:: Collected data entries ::

━━━━━━━━━━

PR #319, opened 2016-06-10
Bellis core 106

ellisbenjamin:
https://namely.atlassian.net/browse/CORE-106

As a Namely Client Admin, I want to see how many total profiles were imported and created via the iCims Connector.
Conditions of Satisfaction:
* iCims Connector is logging number of profiles imported
* iCims Connector is logging number of profiles created via Namely API
* Able to report on these stats

Okay.  The ProfileImport model from CORE-107 will handle holding the data and the import_candidate function from
module Icims
  class CandidateImportAssistant
takes care of populating the model when a candidate is succesfully imported.


therealplato:
+1

PR #320, opened 2016-06-15
Bellis core 320

ellisbenjamin:
As a Namely Connect Admin
I want to see information about a company
So that I can make informed decisions when supporting them

--

Then I see a page with the installation's enabled connections

https://namely.atlassian.net/browse/CORE-320

all cred to nick.


app/controllers/admin/installations_controller.rb
```diff
@@ -20,7 +20,24 @@ def show
...
+      @installation = Installation.find(params[:id])
+      @connections = get_installation_connections(params[:id])
+    end
+  end
+
+  private
+
+  def get_installation_connections(i_id)
+    connections = []
+    INTEGRATIONS.each do |k,v|
```
johnnymo87: Would `map` work here?

app/controllers/admin/installations_controller.rb
```diff
@@ -20,7 +20,24 @@ def show
           @installations << installation
         end
       end
+      render :index
+
+    else
+      @installation = Installation.find(params[:id])
```
cored: You could remove a little bit of duplication by having a method that do this lookup. 
```
def installation
@installation ||= Installation.find(params[:id])
end
```

config/routes.rb
```diff
@@ -39,7 +39,6 @@
   )
 
   namespace :admin do
-    resources :installations
+    resources :installations, only: [:index, :show]
```
cored: Good call

cored:
:+1:

app/controllers/admin/installations_controller.rb
```diff
@@ -20,7 +20,24 @@ def show
...
+
+  private
+
+  def get_installation_connections(i_id)
+    connections = []
+    INTEGRATIONS.each do |k,v|
+      connection = Installation.find(i_id).connection_to(k)
+      if connection.connected?
+        connections << connection
+      end
```
bobbytables: We can do `each_with_object`, like so:

```ruby
INTEGRATIONS.each_with_object([]) do |(k, v), connections|
  connection = Installation.find(i_id).connection_to(k)
  if connection.connected?
    connections << connection
  end
end
```

nnarh:
added @bobbytables and @cored suggestions with @ellisbenjamin

bobbytables:
👍

PR #324, opened 2016-06-15
Admin can view list of users on installation

nnarh:
As a Namely Connect Admin
I want to see everyone that has logged into a companies installation
So that I can make informed decisions when supporting them
–
Then I see a page with the installation's users

https://namely.atlassian.net/browse/CORE-323


app/controllers/admin/installations_controller.rb
```diff
@@ -38,6 +39,10 @@ def get_installation_connections(i_id)
     end
   end
 
+  def get_installation_users(i_id)
+    @users = User.where(:installation_id => i_id)
```
bobbytables: Can't we do `installation.users` here since we have the installation?

app/views/admin/installations/show.html.erb
```diff
@@ -14,4 +14,19 @@
         </tr>
     <% end %>
   </tbody>
+
+  <thead>
+    <tr>
+      <th>Users</th>
```
bobbytables: Probably just `Name` right?

Also, can we include the email and created at date please?

rwalters:
Just a quick Jira tip: If you include the "slug" of the Jira ticket (in this case, `CORE-323`) in the title when you create the PR, it will link in the Jira ticket in a "Development" section. Also, if you include the slug in a commit message, a link to that commit will automatically appear in the Jira ticket.

therealplato:
thx @rwalters

nnarh:
awesome! @rwalters

spec/features/admin/admin_visits_installations_page_spec.rb
```diff
@@ -41,4 +41,21 @@ def http_auth
     expect(page).to have_content("Greenhouse")
     expect(page).to_not have_content("Net suite")
   end
+
+  scenario 'Admin can see number of connectioned users per installation' do
```
bobbytables: typo: "connectioned"

app/views/admin/installations/show.html.erb
```diff
@@ -11,7 +13,34 @@
           <td>
             <%= "#{connection.integration_id}".humanize %>
           </td>
+          <td>
+          </td>
+          <td>
+          </td>
         </tr>
     <% end %>
   </tbody>
```
bobbytables: I really think these should be separate tables in the HTML.

bobbytables: Ideally you'd have a `<h3>` or something describing the tables and to separate them nicely.

PR #325, opened 2016-06-17
bellis-hotfix-2016-06-17

ellisbenjamin:
hotfix, if salary comes in from greenhouse with no value field, we put salary at zero rather than throwing a server error.


therealplato:
+1, I wonder how unknown salaries are represented in hcm and payroll

johnnymo87:
+1

PR #330, opened 2016-06-20
CORE-324

nnarh:
As a Namely Connect Admin
I want to change an installations owner
So that when people leave a company or permissions change their installation can continue to work
--

Then I see a page with the installation's users
And I can change the ownership of the installation to a new user

https://namely.atlassian.net/browse/CORE-324


app/assets/stylesheets/_tables.css.scss
```diff
@@ -48,3 +48,23 @@ table {
...
+
+.users {
+  table-layout: fixed;
+  width: 100%;
+  white-space: nowrap;
+}
+
+.users td {
+  white-space: nowrap;
+  text-overflow: ellipsis;
```
bobbytables: 🔥

bobbytables:
:shipit: 🚢

app/controllers/admin/users_controller.rb
```diff
@@ -0,0 +1,8 @@
+class Admin::UsersController < Admin::BaseController
+  def update
+    if user = User.find(params[:user_radio])
+      user.installation.update_owner(user.id)
```
therealplato: can a user be part of multiple installations?
if so, this is probably not a correct installation lookup

app/assets/stylesheets/_tables.css.scss
```diff
@@ -48,3 +48,23 @@ table {
...
 }
+
+.users {
+  table-layout: fixed;
+  width: 100%;
+  white-space: nowrap;
+}
+
+.users td {
+  white-space: nowrap;
```
poopoothegorilla: if you apply this on `.users` does it no cascade to `td` elements? fyi It has been a while since i worked with css... also any reason you chose not to nest here?

app/views/admin/installations/show.html.erb
```diff
@@ -1,4 +1,8 @@
 <h1><%= @installation.subdomain %></h1>
+
 <%= render "admin/installations/tables/active_connections" %>
 
-<%= render "admin/installations/tables/active_users" %>
+<%= form_tag("/admin/users", method: :patch)  do-%>
```
therealplato: if this is where a user chooses the new owner, you need some `<p>`, `<span>`, `<label>` etc describing what action the user is about to take. Unless of course that's included in a parent template

app/controllers/admin/users_controller.rb
bobbytables: The hierarchy is `Installation <- User`. Users can only have one installation.

app/views/users/_user_table.html.erb
```diff
@@ -0,0 +1,19 @@
+<table class="users">
+  <tr>
+    <h3 class="active-users-header">Connected Users</h3>
+    <th class="owner-header">Owner?</th>
```
therealplato: ^ got it, nvm last comment

app/assets/stylesheets/_tables.css.scss
poopoothegorilla: lol

app/views/users/_user_table.html.erb
```diff
@@ -0,0 +1,19 @@
...
+    <th class="first-name-header">First Name</th>
+    <th class="last-name-header">Last Name</th>
+    <th class="email-header">Email</th>
+    <th class="created-at-header">Created At</th>
+  </tr>
+  <% @users.each do |user| %>
+    <tr>
+      <td><%= radio_button_tag("user_radio", user.id, user.id == owner_id) %></td>
```
therealplato: is there any way you can end up in this template with a mistaken or blank owner_id? if so I suspect the value of the form key `user_radio` will be `""` which might have unexpected behavior when posted

spec/features/admin/admin_visits_installations_page_spec.rb
```diff
@@ -53,9 +54,61 @@ def http_auth
...
+
+    click_button "Save"
+
+    visit admin_installations_path
+    click_link installation.subdomain
+
+    expect(find("#user_radio_#{users[0].id}")).to_not be_checked
+    expect(find("#user_radio_#{users[1].id}")).to be_checked
+    expect(find("#user_radio_#{users[2].id}")).to_not be_checked
+  end
```
therealplato: out of curiosity, is every installation admin also the installation owner?

app/assets/stylesheets/_tables.css.scss
therealplato: ha was this a problem before?

poopoothegorilla: 🚒

poopoothegorilla: 🚑

poopoothegorilla:
+1

app/assets/stylesheets/_tables.css.scss
ellisbenjamin: 😐

app/views/users/_user_table.html.erb
ellisbenjamin: The installation model is setup such that if an owner_id isn't explicitly set on an installation, the owner is identified as the first user in the database belonging to the installation.  Since you need to belong to a namely installation in order to login to namely connect, this case should never happen.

━━━━━━━━━━

:: Action item ::
Only lines with the word "lookup" are needed. Copy them from the preceding records.

:: Your solution ::
cored: You could remove a little bit of duplication by having a method that do this lookup. 
if so, this is probably not a correct installation lookup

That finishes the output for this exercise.